I need to find out where I can buy some live rats to be able to feed my collection a more cost efficient way? Any links or contact info would be appreciated

----------


## stickyalvinroll

Rat are everywhere. I'm sure you can find some breeders locally

----------


## Caspian

> Rat are everywhere. I'm sure you can find some breeders locally


Not necessarily. It's a two and a half hour drive for me to the nearest place that sells rats, other than the local pet store - which is selling the surplus from what I breed. So that doesn't really count.

I've looked for an online source of live rats, as well, and come up empty.

----------


## Jon14

You could try Big Cheese, Rodentpro, Prefect prey just to name a few. I went with Big Cheese, and I like how they package the rats as they are vacuum sealed.

Sent from my SM-G900R6 using Tapatalk

----------


## Jayare

there was a Redrum Rattery in Las Vegas last year or the year before that was adopting out rats

----------


## Crowfingers

> You could try Big Cheese, Rodentpro, Prefect prey just to name a few. I went with Big Cheese, and I like how they package the rats as they are vacuum sealed.
> 
> Sent from my SM-G900R6 using Tapatalk


I'm not sure how well they breed after being vacuum packed, lol  :Razz: . 
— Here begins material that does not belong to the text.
PR #486, opened 2021-05-05
chore (ts): 2021-04 order api additions

builtbylane:
see https://shopify.dev/changelog/duties-are-now-available-on-the-storefront-api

OP - look on Craigslist, a lot of people have pet rats that sometimes breed on accident and the need to find homes for the young. You could also contact some large ball python breeders that have their own colonies, maybe someone would be willing to sell you a pair or two.

----------


## Jon14

Lmao, in my defense I have only a few hours of sleep and missed the live part.
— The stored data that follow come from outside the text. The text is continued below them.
PR #497, opened 2021-07-21
bug: removed force_ssl according to new release 2021-07

samkit5495:
release information https://shopify.dev/api/release-notes/2021-07
Topic: Deprecated field on Shop resource 
force_ssl field was removed from Shop resource

### DIFF
--- a/index.d.ts
+++ b/index.d.ts
@@ -2711,7 +2711,6 @@ declare namespace Shopify {
     enabled_presentment_currencies: string[];
     email: string;
     finances: boolean;
-    force_ssl: boolean;
     google_apps_domain: string | null;
     google_apps_login_enabled: any | null;
     has_discounts: boolean;
--- a/index.d.ts
+++ b/index.d.ts
@@ -2711,6 +2711,7 @@ declare namespace Shopify {
     enabled_presentment_currencies: string[];
     email: string;
     finances: boolean;
+    force_ssl?: boolean;
     google_apps_domain: string | null;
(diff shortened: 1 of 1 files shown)


index.d.ts
```diff
@@ -2711,7 +2711,6 @@ declare namespace Shopify {
     enabled_presentment_currencies: string[];
     email: string;
     finances: boolean;
-    force_ssl: boolean;
```
lpinca, line 2714: According to https://shopify.dev/api/admin/rest/reference/store-properties/shop the property was not removed but only deprecated. Its value is always `true`.

lpinca (changes requested):

lpinca (approved):
```js
import Shopify from 'shopify-api-node';

const shopify = new Shopify({
  shopName: 'quuz',
  apiVersion: '2021-07',
  apiKey: 'b68c3a4bf44cd240511e5f4114f0be4d',
  password: '2d170167fc62551920ca60fe40a5e548'
});

const info = await shopify.shop.get();
console.log(info.force_ssl);
```

index.d.ts
samkit5495: ok so can we make it not mandatory

lpinca: Yes, please do that.

lpinca (approved):

index.d.ts
samkit5495: done

lpinca:
Thank you.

As for buying online, it seems that they need to be picked up at the location. For example, Big Cheese sells live, but they are located in Texas. 

You also could try to find a local herp group that has members who breed their own. 

Sent from my SM-G900R6 using Tapatalk

----------


## blue roses

Try your local pet store, or Reptile store. I just went through a period when my girl would not eat, so i tried a live pup, she didn't eat so my daughter drip fed it and now has a pet rat, she didn't want it to get lonely so she bought it a friend at the local reptile store. With another refusal last week we now have 3 baby rats in a rat hotel. Don't laugh all my snakes eat frozen thawed except the one girl. and she will only eat white rats never brown or black, or any with colored heads. She is one picky girl.

----------


## Samong

Check facebook groups in your state as well; there's usually at least one rat group per state that either focuses on feeders or at least allows them alongside pet stock. My original founder rats are from a dual purpose colony like this.

If you don't have any local rat breeders and I were in your shoes...I would drive a few hours to buy foundation stock and breed my own. Which is what I do now. Where I lived before this place there were NO live feeders nearby, not stores or hobbyists. I started breeding my own rats so I would always have easy access to quality snake food at the time I needed it no matter where I l lived. You can shrink and grow your colony as needed. 


Sent from my iPhone using Tapatalk

----------


## wolfy-hound

It will never be cost efficient to ship live rats versus driving them. This is because (as mammals) rats must be shipped the same way that a puppy would be, except in a special shipping cage so they can't chew out and with health certificates as well. So online LIVE rat sales usually just refers to ads online but you still pick up the rats in person.

If you have a local reptile club or even a semi-local facebook type group, you might be able to find a semi-local source for rats. If you start out with even the lousiest live rats from any petstore or feeder breeder, you can usually breed up a colony, then start culling for undesirable traits and get your colony shaped into a good one. 

I have a great supplier of live rats semi-locally, within 45 minutes drive. I was driving each Monday when I was off work but I do have a colony and now they're breeding better so I'm only going every 2-3 weeks.

----------